**Dataset excerpts:**

PR #1226, opened 2021-03-09
Heat Transfer boundary condition

oleburghardt:
## Proposed Changes
As an alternative to `MARKER_HEATFLUX = (heat_flux_marker, q,... )`, this PR adds `MARKER_HEATTRANSFER = (heat_transfer_marker, h, Twall)` to the list of wall boundary conditions where the wall heat flux is computed by q = h*(Twall-Tref). h is the heat transfer coefficient, Tref is to be set by default or by a further option.
 
@bigfooted Is this what you've been thinking of? If so, I'd go ahead adding this to the compressible and the heat solver as well, if not, we should get this right for the incompressible solver first :-)

## PR Checklist


oleburghardt:
> If you are planning to touch the heat solver, might I suggest you, @bigfooted, @danielmayer, and me get together like the power rangers and do the scalar solver thing properwise without grafting code from 10 versions ago into develop?
> 
> The ideia would be to create a CFVMSolverBase (in the style of the one for flow solvers) to cover:
> 
>     * Turbulence solvers;
> 
>     * Heat solver;
> 
>     * Radiation solver;
> 
>     * General passive/active scalar solvers;
> 
>     * Eventual transition solvers;
> 
> 
> The starting point would be the current base turbulence solver.

I'm in. The heat solver should be easy to integrate into a generic framework if it provides a Laplacian/diffusion coefficient (which will then turn into thermal diffusivity). Apart from that, there's nothing very heat specific in the heat solver :)

Common/include/option_structure.hpp
```diff
@@ -1130,7 +1130,8 @@ enum BC_TYPE {
   ENGINE_EXHAUST = 22,        /*!< \brief Boundary nacelle exhaust. */
   RIEMANN_BOUNDARY= 24,       /*!< \brief Riemann Boundary definition. */
   ISOTHERMAL = 25,            /*!< \brief No slip isothermal wall boundary condition. */
-  HEAT_FLUX  = 26,            /*!< \brief No slip constant heat flux wall boundary condition. */
+  HEAT_FLUX = 26,             /*!< \brief No slip constant heat flux wall boundary condition. */
+  HEAT_TRANSFER = 27,         /*!< \brief No slip heat transfer boundary condition. */
```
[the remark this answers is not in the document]
oleburghardt: Right. Just to be sure, you are talking about the `GetMarker_All_KindBC(iMarker) == || ...`-stuff? Until here, `HEAT_FLUX` is just used in `Space_Integration` and `BC_Wall_Generic` and I don't know whether there's a way to circumvent those two.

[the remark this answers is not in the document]
pcarruscag: Those are fine, there are still many places in CGeometry and CVolumetricMovement, and some in CFlowOutput.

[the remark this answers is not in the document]
pcarruscag: Fixed them in #1225, you should be ok just by updating CConfig::GetViscous_Wall

bigfooted:
> > If you are planning to touch the heat solver, might I suggest you, @bigfooted, @danielmayer, and me get together like the power rangers and do the scalar solver thing properwise without grafting code from 10 versions ago into develop?
> > The ideia would be to create a CFVMSolverBase (in the style of the one for flow solvers) to cover:
> > ```
> > * Turbulence solvers;
> > 
> > * Heat solver;
> > 
> > * Radiation solver;
> > 
> > * General passive/active scalar solvers;
> > 
> > * Eventual transition solvers;
> > ```
> > 
> > 
> > The starting point would be the current base turbulence solver.
> 
> I'm in. The heat solver should be easy to integrate into a generic framework if the framework provides a Laplacian/diffusion coefficient (which will then turn into thermal diffusivity). Apart from that, there's nothing very heat specific in the heat solver :)

Me too. I'm already cleaning up our code a bit so it's easier to see the differences and similarities.

danielmayer:
> > > If you are planning to touch the heat solver, might I suggest you, @bigfooted, @danielmayer, and me get together like the power rangers and do the scalar solver thing properwise without grafting code from 10 versions ago into develop?
> > > The ideia would be to create a CFVMSolverBase (in the style of the one for flow solvers) to cover:
> > > ```
> > > * Turbulence solvers;
> > > 
> > > * Heat solver;
> > > 
> > > * Radiation solver;
> > > 
> > > * General passive/active scalar solvers;
> > > 
> > > * Eventual transition solvers;
> > > ```
> > > 
> > > 
> > > The starting point would be the current base turbulence solver.
> > 
> > 
> > I'm in. The heat solver should be easy to integrate into a generic framework if the framework provides a Laplacian/diffusion coefficient (which will then turn into thermal diffusivity). Apart from that, there's nothing very heat specific in the heat solver :)
> 
> Me too. I'm already cleaning up our code a bit so it's easier to see the differences and similarities.

Sure! Let's do this.

Common/include/option_structure.hpp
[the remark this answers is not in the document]
oleburghardt: Thanks, you've been quicker, pulling the current develop into this resolved all the remaining places that I saw.

Common/src/CConfig.cpp
```diff
@@ -2493,12 +2490,14 @@ void CConfig::SetConfig_Options() {
...
-
-  /* DESCRIPTION: Thermal diffusivity constant */
-  addDoubleOption("THERMAL_DIFFUSIVITY", Thermal_Diffusivity, 1.172E-5);
-
   /* DESCRIPTION: Thermal diffusivity constant */
-  addDoubleOption("THERMAL_DIFFUSIVITY_SOLID", Thermal_Diffusivity_Solid, 1.172E-5);
+  addDoubleOption("SOLID_THERMAL_DIFFUSIVITY", Thermal_Diffusivity_Solid, 1.172E-5);
+  /* DESCRIPTION: Thermal conductivity used for heat equation */
+  addDoubleOption("SOLID_THERMAL_CONDUCTIVITY", Thermal_Conductivity_Solid, 0.0);
+  /* DESCRIPTION: Solids temperature at freestream conditions */
```
pcarruscag, line 2497: Add the deprecated option to CConfig::SetConfig_Parsing error handling part.

Is it weird to have both diffusivity and conductivity?

oleburghardt: Ok!

It is weird to have both. For the heat solver, the only parameter that goes into computing the heat fluxes is thermal diffusivity, though one is used to specifiy the (in this case) redundant triple conductivity/density/capacity. I'm very open to remove them and leave a hint in the config template how to calculate diffusivity from them...

pcarruscag: Hmmm according to line 169 of the HeatSolver conductivity is used in some cases.
And used to set the diffusivity in the config :confused: 
I would go for a non-ambiguous way of specifying this. Hopefully consistent with the scalar solvers but also semi-backwards compatible (i.e. different option name but same quantity that needs to be specified by users).

oleburghardt: Yes but just to translate it to diffusivity. I'll go for `THERMAL_DIFFUSIVITY`, this way we can remove three ugly `SOLID_*` options :)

**What to work on:**
Taking the records above as input, show every line in which the word "would" is present.

**Exercise response:**
> The ideia would be to create a CFVMSolverBase (in the style of the one for flow solvers) to cover:
> The starting point would be the current base turbulence solver.
> > The ideia would be to create a CFVMSolverBase (in the style of the one for flow solvers) to cover:
> > The starting point would be the current base turbulence solver.
> > > The ideia would be to create a CFVMSolverBase (in the style of the one for flow solvers) to cover:
> > > The starting point would be the current base turbulence solver.
I would go for a non-ambiguous way of specifying this. Hopefully consistent with the scalar solvers but also semi-backwards compatible (i.e. different option name but same quantity that needs to be specified by users).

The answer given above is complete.